Segment Start: Dataset excerpts

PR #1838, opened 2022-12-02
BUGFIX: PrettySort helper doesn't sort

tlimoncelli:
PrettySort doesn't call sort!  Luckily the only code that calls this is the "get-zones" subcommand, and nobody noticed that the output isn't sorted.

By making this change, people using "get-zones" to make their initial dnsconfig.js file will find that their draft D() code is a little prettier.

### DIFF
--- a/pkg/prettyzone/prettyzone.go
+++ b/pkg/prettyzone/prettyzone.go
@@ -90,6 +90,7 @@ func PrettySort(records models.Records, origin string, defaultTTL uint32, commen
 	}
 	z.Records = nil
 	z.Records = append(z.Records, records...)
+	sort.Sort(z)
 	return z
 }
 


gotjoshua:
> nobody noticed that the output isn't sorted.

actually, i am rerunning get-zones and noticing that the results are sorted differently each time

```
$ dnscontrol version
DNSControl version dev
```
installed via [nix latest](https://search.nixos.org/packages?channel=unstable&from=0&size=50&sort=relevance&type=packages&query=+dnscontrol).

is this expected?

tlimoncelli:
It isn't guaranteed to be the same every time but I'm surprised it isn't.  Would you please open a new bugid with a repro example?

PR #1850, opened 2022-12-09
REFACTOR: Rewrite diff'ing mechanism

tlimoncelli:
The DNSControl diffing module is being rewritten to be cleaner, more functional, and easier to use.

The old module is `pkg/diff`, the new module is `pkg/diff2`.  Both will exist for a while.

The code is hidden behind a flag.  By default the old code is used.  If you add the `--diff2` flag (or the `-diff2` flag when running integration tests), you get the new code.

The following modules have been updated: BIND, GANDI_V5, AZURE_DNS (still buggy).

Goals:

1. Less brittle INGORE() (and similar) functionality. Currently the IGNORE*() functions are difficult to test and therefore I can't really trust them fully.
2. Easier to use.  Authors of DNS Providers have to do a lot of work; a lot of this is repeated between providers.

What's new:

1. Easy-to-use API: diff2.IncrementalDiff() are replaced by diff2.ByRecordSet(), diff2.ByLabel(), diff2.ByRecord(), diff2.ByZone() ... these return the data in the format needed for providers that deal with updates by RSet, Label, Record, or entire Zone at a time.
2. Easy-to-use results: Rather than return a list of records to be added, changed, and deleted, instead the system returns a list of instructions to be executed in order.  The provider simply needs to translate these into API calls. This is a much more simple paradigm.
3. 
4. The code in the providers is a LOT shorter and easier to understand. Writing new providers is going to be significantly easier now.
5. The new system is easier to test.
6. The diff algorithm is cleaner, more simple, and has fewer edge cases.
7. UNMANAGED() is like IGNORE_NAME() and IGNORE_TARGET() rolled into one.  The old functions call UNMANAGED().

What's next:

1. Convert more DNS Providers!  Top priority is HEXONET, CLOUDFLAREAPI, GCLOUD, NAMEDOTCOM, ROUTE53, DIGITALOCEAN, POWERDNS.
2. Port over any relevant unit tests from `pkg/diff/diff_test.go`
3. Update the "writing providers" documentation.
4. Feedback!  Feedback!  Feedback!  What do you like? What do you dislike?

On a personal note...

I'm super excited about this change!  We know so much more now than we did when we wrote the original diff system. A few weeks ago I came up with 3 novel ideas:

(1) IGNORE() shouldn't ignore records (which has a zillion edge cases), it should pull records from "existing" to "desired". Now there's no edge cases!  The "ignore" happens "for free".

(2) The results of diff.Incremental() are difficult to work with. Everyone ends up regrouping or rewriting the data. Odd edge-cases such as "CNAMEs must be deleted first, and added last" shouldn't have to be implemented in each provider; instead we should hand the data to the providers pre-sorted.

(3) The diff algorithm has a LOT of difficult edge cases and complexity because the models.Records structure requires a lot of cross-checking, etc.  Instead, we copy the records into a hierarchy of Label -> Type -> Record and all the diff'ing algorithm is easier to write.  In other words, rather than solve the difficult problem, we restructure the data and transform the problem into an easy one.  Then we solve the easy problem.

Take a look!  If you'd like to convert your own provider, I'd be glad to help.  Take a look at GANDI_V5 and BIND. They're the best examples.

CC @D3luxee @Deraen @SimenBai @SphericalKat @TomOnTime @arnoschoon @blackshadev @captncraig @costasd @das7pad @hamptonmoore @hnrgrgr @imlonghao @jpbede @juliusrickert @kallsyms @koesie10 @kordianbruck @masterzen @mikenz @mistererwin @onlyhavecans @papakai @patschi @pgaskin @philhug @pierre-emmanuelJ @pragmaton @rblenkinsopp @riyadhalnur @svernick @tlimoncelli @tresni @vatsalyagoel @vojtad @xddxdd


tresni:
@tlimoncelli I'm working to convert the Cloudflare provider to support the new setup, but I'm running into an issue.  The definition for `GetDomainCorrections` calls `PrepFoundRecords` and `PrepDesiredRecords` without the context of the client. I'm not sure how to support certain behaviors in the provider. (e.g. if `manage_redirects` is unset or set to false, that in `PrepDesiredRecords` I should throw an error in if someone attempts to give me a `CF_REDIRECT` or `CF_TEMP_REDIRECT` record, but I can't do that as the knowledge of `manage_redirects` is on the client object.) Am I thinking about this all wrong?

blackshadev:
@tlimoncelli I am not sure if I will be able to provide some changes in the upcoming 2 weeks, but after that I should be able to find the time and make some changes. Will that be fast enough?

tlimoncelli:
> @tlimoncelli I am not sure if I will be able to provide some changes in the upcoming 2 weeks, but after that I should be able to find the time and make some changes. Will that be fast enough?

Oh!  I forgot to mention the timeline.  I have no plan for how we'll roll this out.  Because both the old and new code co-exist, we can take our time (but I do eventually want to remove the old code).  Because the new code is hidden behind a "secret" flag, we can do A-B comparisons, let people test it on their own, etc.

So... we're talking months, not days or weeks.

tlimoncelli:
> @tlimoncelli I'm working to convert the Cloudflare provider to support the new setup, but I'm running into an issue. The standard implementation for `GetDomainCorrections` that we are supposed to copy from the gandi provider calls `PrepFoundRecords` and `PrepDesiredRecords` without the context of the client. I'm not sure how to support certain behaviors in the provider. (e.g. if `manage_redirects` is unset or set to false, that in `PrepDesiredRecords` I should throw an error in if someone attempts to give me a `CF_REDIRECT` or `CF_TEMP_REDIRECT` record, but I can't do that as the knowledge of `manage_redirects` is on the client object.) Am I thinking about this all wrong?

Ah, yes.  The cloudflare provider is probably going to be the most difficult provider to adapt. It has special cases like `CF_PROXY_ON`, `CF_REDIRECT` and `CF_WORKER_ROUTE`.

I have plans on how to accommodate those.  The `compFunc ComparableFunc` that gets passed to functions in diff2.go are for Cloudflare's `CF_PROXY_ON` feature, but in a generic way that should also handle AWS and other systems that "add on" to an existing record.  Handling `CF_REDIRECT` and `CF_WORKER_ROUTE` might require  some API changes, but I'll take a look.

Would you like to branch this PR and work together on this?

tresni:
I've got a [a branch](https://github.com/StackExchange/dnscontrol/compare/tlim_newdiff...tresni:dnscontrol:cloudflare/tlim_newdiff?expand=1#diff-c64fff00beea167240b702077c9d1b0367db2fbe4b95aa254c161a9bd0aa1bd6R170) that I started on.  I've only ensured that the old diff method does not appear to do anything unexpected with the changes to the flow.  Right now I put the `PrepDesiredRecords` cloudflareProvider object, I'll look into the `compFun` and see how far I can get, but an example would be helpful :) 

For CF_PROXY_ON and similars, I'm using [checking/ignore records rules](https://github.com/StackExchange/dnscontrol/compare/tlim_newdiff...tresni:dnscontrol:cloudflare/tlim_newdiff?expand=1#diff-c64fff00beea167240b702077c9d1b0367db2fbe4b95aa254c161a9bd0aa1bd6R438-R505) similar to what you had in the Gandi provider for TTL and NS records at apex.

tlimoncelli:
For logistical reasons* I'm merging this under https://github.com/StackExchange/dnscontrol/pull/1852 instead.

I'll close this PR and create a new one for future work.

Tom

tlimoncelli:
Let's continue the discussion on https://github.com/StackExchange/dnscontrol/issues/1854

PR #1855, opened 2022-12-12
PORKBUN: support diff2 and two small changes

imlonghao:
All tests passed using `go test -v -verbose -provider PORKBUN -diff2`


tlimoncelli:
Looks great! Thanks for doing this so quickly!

Segment End: Dataset excerpts

The lines to return are those in the entries above that hold "find".

By making this change, people using "get-zones" to make their initial dnsconfig.js file will find that their draft D() code is a little prettier.
@tlimoncelli I am not sure if I will be able to provide some changes in the upcoming 2 weeks, but after that I should be able to find the time and make some changes. Will that be fast enough?
> @tlimoncelli I am not sure if I will be able to provide some changes in the upcoming 2 weeks, but after that I should be able to find the time and make some changes. Will that be fast enough?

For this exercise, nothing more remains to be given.